Ironically, Martha's parents had been in a similar situation themselves. Her father George Hicking had been a friend and contemporary of his wife's parents, Thomas and Hannah Watson, who were wealthy landowners - they were all part of a philanthropic group working to help the poor, possibly associated with the Quakers, who were active in the Codnor area where they lived. George had been a sort of honorary uncle to their daughter Mary, but as she grew up the two realised they had feelings for each other and wanted to marry. George being so much older (there were 22 years between them), her mother didn't approve and young Mary was packed off to a finishing school in Paris in the hope that time and distance would put paid to the romance. It didn't and eventually her parents gave in and consented to their marriage.

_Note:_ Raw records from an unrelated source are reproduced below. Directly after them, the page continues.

PR #2456, opened 2016-05-04
Fix issues related to ParameterParser

### LINKED ISSUE #1801: URL StandardParameterParser not working correctly with QueryString
If a URL GET parameter is parsed by the  StandardParameterParser which actually splits on '&' and '=' , the result is not correct if the parameter value includes a '=" as value. 
With SAML this is quite often the case as SAML requests are BASE64 encoded.

Digging into the problem it turned out that the Querystring is read several times either in or in HttpMessage The problem is generated by 

https://github.com/zaproxy/zaproxy/blob/708b5470446a2f522162093a621481b492116f5f/src/org/zaproxy/zap/model/StandardParameterParser.java#L108
https://github.com/zaproxy/zaproxy/blob/develop/src/org/parosproxy/paros/network/HttpMessage.java#L564

...getURI().getQuery();

which should be 

...getURI().getRawQuery());

Example SAML Request with an Encoded "=" at the end:

https://idp.ssocircle.com/sso/SSORedirect/metaAlias/ssocircle?SAMLRequest=fZHbTsJAEEB%2FZbPvbRcM2kwoptCYNCohQIzhbW1X2aR7cWeK6Ne7gBjjA49zPWcyY%2FRQ9rS1S%2FXeKyS2N51FQF%2FwPlhwEjWClUYhUAOr8vEBhqkAHxy5xnWclYgqkHZ25iz2RoWVCjvdqNq2al%2FwIWd1VfD59Ob%2B2i2JYojYxyqStBTrYjBKRJ4M8rXIYTQCcbXhbBHcTrcqzCO44JvnumKVMo6tFpw9qYARF0dTwSdjlHDcGM7m8rK5PPvyyZbIQ5Y1bzrBk3Tif8ApStMN08YZyMWx40Xb7Guv21tXTMfZLzUKeDho1tXCdbr5ZGXXuY9ZUJKiOoVecXbngpF02euQ0W3yemwFfzgSSVmKJ2b%2FEKfM369NvgE%3D

Querystring decoded looks like:
SAMLRequest=fZHbTsJAEEB/ZbPvbRcM2kwoptCYNCohQIzhbW1X2aR7cWeK6Ne7gBjjA49zPWcyY/RQ9rS1S/XeKyS2N51FQF/wPlhwEjWClUYhUAOr8vEBhqkAHxy5xnWclYgqkHZ25iz2RoWVCjvdqNq2al/wIWd1VfD59Ob+2i2JYojYxyqStBTrYjBKRJ4M8rXIYTQCcbXhbBHcTrcqzCO44JvnumKVMo6tFpw9qYARF0dTwSdjlHDcGM7m8rK5PPvyyZbIQ5Y1bzrBk3Tif8ApStMN08YZyMWx40Xb7Guv21tXTMfZLzUKeDho1tXCdbr5ZGXXuY9ZUJKiOoVecXbngpF02euQ0W3yemwFfzgSSVmKJ2b/EKfM369NvgE=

Martha had been given a substantial amount of money by her parents to help her make a good life with her family in their new homeland and perhaps taking her unmarried sister with her was part of the deal - there are hints that Mary Ann may have been a bit of a prickly personality and possibly she hadn't met any suitable prospective husbands at home. The voyage took much longer than anticipated. Martha, who was pregnant, had thought she would be settled in Wellington by the time of the birth but instead ended up delivering her baby on board the ship. Things did not go well. Following a difficult labour Martha became progressively weaker over the next few days and was eventually declared dead.

Panel on the 
Somes Island Memorial
The "Cartvale" by now had landed at Somes Island in Wellington Harbour, where her passengers were obliged to go into quarantine for a week. Between 1872 & 1876 a fear of epidemics resulting from diseases such as typhoid, smallpox and scarlet fever saw a number of immigrant ships held in quarantine. Crews and passengers were kept at the Quarantine Depot on Somes Island. As part of the process they were made to sit for ten minutes in a smoke house, amidst chlorine, potassium nitrate and sulphur fumes, to get rid of any lice they may have picked up, a process that likely didn't do those hosting the parasites much good either!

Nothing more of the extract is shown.